TASK: Check each line of the material for the string "card", and copy the lines that have it.

DATA FOR THE TASK:
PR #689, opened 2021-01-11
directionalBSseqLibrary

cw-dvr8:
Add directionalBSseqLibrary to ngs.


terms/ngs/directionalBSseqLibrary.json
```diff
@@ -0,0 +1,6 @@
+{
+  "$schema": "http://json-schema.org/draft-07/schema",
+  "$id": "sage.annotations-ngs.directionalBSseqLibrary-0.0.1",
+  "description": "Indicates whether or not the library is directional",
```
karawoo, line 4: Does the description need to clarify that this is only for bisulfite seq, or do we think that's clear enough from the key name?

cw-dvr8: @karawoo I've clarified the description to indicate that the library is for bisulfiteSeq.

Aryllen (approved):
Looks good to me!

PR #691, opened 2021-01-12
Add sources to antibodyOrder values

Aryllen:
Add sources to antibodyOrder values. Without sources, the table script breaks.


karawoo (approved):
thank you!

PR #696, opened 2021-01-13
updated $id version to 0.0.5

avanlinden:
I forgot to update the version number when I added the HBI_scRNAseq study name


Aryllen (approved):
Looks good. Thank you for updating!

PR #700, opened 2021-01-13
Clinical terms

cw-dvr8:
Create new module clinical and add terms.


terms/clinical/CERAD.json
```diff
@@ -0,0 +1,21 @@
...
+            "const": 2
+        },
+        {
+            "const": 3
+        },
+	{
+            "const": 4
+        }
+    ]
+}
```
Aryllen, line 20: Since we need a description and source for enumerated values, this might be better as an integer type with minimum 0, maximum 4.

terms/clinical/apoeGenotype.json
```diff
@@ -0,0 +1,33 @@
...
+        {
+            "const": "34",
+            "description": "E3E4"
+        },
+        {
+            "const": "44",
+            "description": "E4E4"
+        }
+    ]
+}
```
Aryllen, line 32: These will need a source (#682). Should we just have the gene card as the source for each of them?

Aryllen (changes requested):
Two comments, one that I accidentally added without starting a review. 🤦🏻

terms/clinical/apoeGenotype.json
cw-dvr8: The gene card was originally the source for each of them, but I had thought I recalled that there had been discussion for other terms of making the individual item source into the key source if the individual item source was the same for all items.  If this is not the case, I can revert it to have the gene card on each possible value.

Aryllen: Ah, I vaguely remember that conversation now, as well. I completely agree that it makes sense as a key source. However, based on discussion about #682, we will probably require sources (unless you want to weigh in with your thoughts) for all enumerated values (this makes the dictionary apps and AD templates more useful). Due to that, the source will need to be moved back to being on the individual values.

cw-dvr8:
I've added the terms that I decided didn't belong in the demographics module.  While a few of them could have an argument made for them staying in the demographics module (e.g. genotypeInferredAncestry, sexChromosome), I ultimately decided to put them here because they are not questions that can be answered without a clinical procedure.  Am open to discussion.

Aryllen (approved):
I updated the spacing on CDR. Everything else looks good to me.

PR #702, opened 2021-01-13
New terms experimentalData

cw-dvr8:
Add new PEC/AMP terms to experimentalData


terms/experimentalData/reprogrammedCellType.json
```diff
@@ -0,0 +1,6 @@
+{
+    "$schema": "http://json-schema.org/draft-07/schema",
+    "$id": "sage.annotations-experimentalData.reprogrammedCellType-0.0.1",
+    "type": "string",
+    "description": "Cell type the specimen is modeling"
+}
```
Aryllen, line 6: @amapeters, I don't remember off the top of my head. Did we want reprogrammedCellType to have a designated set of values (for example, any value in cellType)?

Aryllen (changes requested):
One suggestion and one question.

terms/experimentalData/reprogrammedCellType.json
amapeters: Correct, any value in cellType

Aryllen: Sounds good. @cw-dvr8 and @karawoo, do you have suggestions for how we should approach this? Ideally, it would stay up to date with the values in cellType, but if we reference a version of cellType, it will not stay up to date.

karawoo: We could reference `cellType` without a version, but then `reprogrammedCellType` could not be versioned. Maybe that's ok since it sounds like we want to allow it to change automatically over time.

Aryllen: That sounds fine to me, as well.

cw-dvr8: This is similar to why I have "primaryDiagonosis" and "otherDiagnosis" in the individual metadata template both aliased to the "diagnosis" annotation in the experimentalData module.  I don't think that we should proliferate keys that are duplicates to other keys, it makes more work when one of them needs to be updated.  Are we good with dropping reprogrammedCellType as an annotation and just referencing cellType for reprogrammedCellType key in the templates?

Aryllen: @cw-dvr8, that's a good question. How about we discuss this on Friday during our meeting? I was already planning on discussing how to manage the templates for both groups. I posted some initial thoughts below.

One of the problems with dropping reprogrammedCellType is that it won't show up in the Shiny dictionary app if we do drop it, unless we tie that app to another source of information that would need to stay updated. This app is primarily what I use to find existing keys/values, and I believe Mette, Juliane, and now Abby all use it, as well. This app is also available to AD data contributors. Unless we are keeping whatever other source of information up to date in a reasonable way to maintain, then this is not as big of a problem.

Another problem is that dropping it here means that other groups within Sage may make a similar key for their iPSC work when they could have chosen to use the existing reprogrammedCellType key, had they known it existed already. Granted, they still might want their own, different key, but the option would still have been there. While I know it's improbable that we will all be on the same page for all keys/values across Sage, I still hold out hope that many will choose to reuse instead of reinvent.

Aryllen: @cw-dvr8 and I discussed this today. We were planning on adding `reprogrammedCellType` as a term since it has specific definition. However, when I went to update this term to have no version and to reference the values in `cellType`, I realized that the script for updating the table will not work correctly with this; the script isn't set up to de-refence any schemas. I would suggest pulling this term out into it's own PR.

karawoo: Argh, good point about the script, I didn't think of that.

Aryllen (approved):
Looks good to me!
...
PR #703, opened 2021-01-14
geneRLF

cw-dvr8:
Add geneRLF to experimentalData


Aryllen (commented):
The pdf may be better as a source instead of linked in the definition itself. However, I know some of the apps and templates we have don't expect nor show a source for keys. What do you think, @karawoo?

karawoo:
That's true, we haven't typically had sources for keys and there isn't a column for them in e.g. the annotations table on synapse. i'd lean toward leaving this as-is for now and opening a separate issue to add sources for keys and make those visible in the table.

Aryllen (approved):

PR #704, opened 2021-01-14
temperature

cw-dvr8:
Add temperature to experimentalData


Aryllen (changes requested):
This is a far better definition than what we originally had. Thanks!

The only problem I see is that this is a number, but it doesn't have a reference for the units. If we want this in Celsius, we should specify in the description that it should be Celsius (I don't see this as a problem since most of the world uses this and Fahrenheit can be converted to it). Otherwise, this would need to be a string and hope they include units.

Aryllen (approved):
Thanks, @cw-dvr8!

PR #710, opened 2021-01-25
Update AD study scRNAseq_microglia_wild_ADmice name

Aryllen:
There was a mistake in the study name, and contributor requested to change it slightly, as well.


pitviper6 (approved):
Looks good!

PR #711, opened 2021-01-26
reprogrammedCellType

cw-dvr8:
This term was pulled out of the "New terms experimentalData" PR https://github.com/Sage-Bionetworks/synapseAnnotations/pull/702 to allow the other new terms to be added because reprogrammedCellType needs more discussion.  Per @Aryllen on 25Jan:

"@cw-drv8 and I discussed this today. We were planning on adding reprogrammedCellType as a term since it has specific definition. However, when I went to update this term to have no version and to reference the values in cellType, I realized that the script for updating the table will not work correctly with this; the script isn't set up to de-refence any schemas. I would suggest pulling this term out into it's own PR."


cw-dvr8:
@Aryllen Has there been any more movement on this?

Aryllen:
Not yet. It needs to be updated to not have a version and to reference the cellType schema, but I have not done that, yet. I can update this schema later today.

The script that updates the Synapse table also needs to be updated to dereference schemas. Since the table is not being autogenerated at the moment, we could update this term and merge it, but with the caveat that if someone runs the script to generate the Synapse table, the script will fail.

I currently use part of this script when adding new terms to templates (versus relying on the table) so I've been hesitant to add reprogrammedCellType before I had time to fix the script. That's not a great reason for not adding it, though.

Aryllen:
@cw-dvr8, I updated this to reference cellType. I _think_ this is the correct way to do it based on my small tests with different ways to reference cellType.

RESPONSE AREA:
Aryllen, line 32: These will need a source (#682). Should we just have the gene card as the source for each of them?
cw-dvr8: The gene card was originally the source for each of them, but I had thought I recalled that there had been discussion for other terms of making the individual item source into the key source if the individual item source was the same for all items.  If this is not the case, I can revert it to have the gene card on each possible value.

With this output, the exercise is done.